Mythos Exposes Claude's Next Tier and Cyber Threats
Anthropic's accidental leak of ~3,000 assets revealed Claude Mythos (internal: Capiara), a new model tier above Opus, Haiku, and Sonnet. Already trained, it's in early access for organizations, delivering step-change gains in reasoning, coding, and cybersecurity—Anthropic's most capable system yet. High compute costs delay public release. Key risk: superior cyber skills enable faster vulnerability exploits than patches, based on real incidents like a Chinese state-linked group using Claude to hit 30 organizations (tech, finance, government) over 10 days. Strategy: limit to cyber teams for defense prep, plus enterprise events like a UK CEO retreat with policymakers. Trade-off: power boosts attacks, demanding controlled rollout over broad access.

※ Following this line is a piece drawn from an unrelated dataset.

PR #1022, opened 2023-05-09
Batt functions for reopt sizing

brtietz:
Add new function  Reopt_size_standalone_battery_params to assist with dGen PV and battery sizing using the battery compute module. Also update URDB Python call to version 8.

Pairs with SAM PR TBD and PySAM PR TBD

Tribe V2 Predicts Brain Responses Across Modalities
Meta's Tribe V2 unifies video/audio/text to forecast fMRI brain activity, trained on 451.6 hours from 25 people (movies, podcasts, videos) and evaluated on 1,117.7 hours from 720. It models 20,484 cortical points and 882 subcortical voxels over 100-second windows, using Llama 3.2 3B (text), V-JEPA 2 Giant (video), and Wav2Vec 2.0 (audio) via transformers. Beats prior methods; zero-shot on new subjects hits group correlation ~0.4 on Human Connectome 7T (2x median real data). One-hour fine-tune per new user yields 2-4x better than linear models. Applications: in-silico experiments recover brain landmarks (e.g., fusiform face area, PPA for places, Broca's for language); final layer self-organizes into auditory/language/motion/default/visual networks. Impact: simulates experiments cheaper/faster than real fMRI.

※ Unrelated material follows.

PR #1028, opened 2023-05-25
Fixes #1027

### LINKED ISSUE #1027: CSP models use different class for adjustment factors
For CSP models, the `sf_adjust` variable uses `sf_adjustment_factors` class and `adjust` variables use `adjustment_factors`. Need to fix so that `sf_adjust` variables work correctly with "constant", "time series" and "custom period" values from LossAdjustment widget in SAM UI.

Gwen Claw Evolves for Reliable Task Execution
Gwen Claw agent fixes agent failures in dynamic tasks (e.g., iterative Excel edits) via 3-layer memory: stable identity (broad context), long-term background (history), dynamic trajectory (live state). Context slimming prunes junk to cut token costs and stabilize long runs. Runs in real local browsers (cookies/logins intact) vs. isolated demos. Self-evolution loop: log failures/feedback, analyze roots, optimize for retries—improves over use, not fixed post-launch. Integrates with Huawei Celia, Telegram, WhatsApp; supports private deploys. Outcome: handles pauses/reorders/inserts without resets, bridging chat smarts to production execution.

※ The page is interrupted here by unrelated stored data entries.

PR #1031, opened 2023-05-26
Give price signals dispatch info about real time system power and load for dispatch for apples to apples comparison of forecast error

brtietz:
Provides the same information to price signals dispatch as peak shaving has available at each step: assumes the battery can read current PV and load to make dispatch decisions

NPV of current patch code for forecast case: $8,484,012
NPV of this code: $8,731,707

File to test with: 
[price_signals_forecast_diff.zip](https://github.com/NREL/ssc/files/11578280/price_signals_forecast_diff.zip)


dguittet (approved):
Looks reasonable to me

Alibaba C950 CPU Targets Agent Inference
Alibaba's RISC-V-based SchwanC950 CPU optimizes multi-step agent inference (sequential workloads) over GPU training focus, claiming 30%+ gains vs. mainstream via customization. For data centers, not direct sales—bolsters Alibaba Cloud amid US chip curbs. Builds on T-Head's XuanTie C910; enhances supply chain control/cost resilience without royalties (vs. ARM). Value: sustains agent services under hardware constraints.